§ **TASK OBJECTIVE**:
What lines in the records below hold the string "custom"? Please show them.

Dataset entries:
PR #10902, opened 2026-04-03
feat(tracing): W3C trace context propagation across RPC, lifecycle spans, remove custom span layer

mykola-vrmchk:
## Summary

Adds connected distributed tracing across RPC boundaries and replaces the custom span system with direct OTEL backend calls.

### W3C trace context propagation across RPC

`ContextRpcCodec` (in `@dxos/context`) encodes/decodes W3C `traceparent`/`tracestate` on every RPC call. Hardcoded in `RpcPeer` — no configuration needed. Incoming handlers receive `options.ctx` with the caller's trace identity already decoded, so `@trace.span()` methods on the service side become children of the caller's span.

### TracingBackend interface replaces custom spans

Deleted `TracingSpan`, `RemoteTracing` buffering layer, `TraceSender` RPC service, and the devtools `TracingPanel`. The `@trace.span()` decorator now calls `TRACE_PROCESSOR.tracingBackend.startSpan()` directly, which returns a `RemoteSpan` (`end()` / `setError()` / `spanContext`). The OTEL backend registers itself at startup via `TRACE_PROCESSOR.tracingBackend`.

Key design: `TRACE_SPAN_ATTRIBUTE` on DXOS `Context` stores `TraceContextData` — plain W3C strings, not live OTEL objects. They remain valid after the originating span ends, cross RPC/HTTP boundaries without inject/extract, and need no retention cache.

### Lifecycle spans

`@trace.resource({ lifecycle: true })` wraps `open()`/`close()` with a long-lived span. `this._ctx` carries the lifecycle span's trace context, so background work (subscriptions, timers) parents correctly under the lifecycle span rather than appearing as orphaned roots.

### Context propagation plumbing

- Service methods across `client-services`, `echo-pipeline`, `edge-client`, and `client` updated to accept and forward `ctx: Context`.
- RPC handlers read `options?.ctx ?? Context.default()` instead of creating bare `Context.default()`.
- Several `Resource` subclasses now use `lifecycle: true` to prevent orphaned internal spans.

### What's preserved

- `showInBrowserTimeline` → still calls `performance.measure()`.
- `showInRemoteTracing = false` → skips `startSpan()`, grandchild spans reconnect to grandparent.
- Resource tracking (`@trace.resource`, `@trace.info`, `@trace.metricsCounter`) unchanged.
- Diagnostics system unchanged.

### Deleted

- `packages/common/tracing/src/remote/tracing.ts` (RemoteTracing)
- `packages/common/tracing/src/trace-sender.ts` (TraceSender)
- `packages/devtools/devtools/src/panels/client/TracingPanel/` (8 files)
- `packages/devtools/devtools/src/components/performance/panels/SpansPanel.tsx`
- `TracingService`, `StreamTraceEvent`, `Span` protobuf messages from `tracing.proto`


mykola-vrmchk:
@coderabbit review

mykola-vrmchk:
@coderabbit review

§ **RESPONSE AREA**:
feat(tracing): W3C trace context propagation across RPC, lifecycle spans, remove custom span layer
Adds connected distributed tracing across RPC boundaries and replaces the custom span system with direct OTEL backend calls.
### TracingBackend interface replaces custom spans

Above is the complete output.